::: PROVIDED INFORMATION
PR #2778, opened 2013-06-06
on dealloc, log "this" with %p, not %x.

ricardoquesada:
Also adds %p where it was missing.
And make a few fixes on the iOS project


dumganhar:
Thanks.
::::::
::: PROVIDED INFORMATION
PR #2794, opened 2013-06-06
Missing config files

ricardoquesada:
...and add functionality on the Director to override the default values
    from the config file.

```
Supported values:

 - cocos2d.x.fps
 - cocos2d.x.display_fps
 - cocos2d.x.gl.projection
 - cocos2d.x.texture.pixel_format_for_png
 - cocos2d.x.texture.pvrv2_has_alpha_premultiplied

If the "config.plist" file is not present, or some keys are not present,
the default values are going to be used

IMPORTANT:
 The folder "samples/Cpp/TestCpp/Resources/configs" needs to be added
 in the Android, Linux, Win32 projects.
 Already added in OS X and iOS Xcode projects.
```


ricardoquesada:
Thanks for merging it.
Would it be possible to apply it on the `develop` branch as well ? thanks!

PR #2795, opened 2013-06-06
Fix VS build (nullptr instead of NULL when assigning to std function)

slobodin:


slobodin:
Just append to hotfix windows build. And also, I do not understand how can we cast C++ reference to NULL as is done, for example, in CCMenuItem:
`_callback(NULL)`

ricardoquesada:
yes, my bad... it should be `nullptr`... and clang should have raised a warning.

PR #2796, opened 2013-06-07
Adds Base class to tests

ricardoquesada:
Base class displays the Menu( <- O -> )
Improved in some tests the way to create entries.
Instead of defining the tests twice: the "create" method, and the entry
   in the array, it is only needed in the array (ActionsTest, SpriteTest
::::::
::: PROVIDED INFORMATION
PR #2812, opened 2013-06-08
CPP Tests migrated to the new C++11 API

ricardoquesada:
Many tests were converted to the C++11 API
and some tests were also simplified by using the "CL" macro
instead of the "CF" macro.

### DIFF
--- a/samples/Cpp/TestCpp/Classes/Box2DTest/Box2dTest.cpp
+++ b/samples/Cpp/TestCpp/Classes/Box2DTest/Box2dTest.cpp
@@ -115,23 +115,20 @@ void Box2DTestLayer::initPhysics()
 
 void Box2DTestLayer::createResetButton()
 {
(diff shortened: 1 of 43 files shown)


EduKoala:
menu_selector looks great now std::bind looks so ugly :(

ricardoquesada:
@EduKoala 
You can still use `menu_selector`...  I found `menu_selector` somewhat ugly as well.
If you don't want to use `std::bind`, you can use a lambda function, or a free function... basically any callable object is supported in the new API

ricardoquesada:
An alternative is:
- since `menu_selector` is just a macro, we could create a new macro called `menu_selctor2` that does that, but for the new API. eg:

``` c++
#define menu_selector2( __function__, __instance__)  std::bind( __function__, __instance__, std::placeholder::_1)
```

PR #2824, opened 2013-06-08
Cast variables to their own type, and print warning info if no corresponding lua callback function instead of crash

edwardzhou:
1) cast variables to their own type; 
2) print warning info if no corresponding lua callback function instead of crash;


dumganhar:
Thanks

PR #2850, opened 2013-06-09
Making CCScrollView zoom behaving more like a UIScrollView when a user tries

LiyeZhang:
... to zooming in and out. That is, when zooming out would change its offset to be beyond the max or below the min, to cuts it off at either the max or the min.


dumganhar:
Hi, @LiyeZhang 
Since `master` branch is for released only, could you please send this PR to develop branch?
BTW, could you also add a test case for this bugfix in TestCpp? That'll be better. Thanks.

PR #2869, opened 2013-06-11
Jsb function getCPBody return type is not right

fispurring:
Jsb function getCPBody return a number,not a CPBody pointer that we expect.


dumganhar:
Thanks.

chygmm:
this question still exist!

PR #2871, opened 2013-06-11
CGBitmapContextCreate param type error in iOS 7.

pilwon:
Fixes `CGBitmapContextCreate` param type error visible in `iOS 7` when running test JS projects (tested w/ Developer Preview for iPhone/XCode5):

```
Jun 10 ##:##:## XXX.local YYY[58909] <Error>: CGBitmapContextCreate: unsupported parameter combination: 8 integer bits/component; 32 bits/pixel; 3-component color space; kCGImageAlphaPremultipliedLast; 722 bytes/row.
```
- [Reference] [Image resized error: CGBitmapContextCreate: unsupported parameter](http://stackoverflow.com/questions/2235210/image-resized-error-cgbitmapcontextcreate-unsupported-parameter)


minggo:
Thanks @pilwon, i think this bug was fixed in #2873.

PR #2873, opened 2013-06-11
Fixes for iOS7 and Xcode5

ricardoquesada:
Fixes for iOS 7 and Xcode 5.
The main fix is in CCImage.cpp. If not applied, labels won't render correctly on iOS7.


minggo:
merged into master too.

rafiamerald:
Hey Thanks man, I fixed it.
::::::
• _ASSIGNED TASK_:
In the records above, locate the lines holding the word "print". Copy each of them.

• _ANSWER SECTION_:
Cast variables to their own type, and print warning info if no corresponding lua callback function instead of crash
2) print warning info if no corresponding lua callback function instead of crash;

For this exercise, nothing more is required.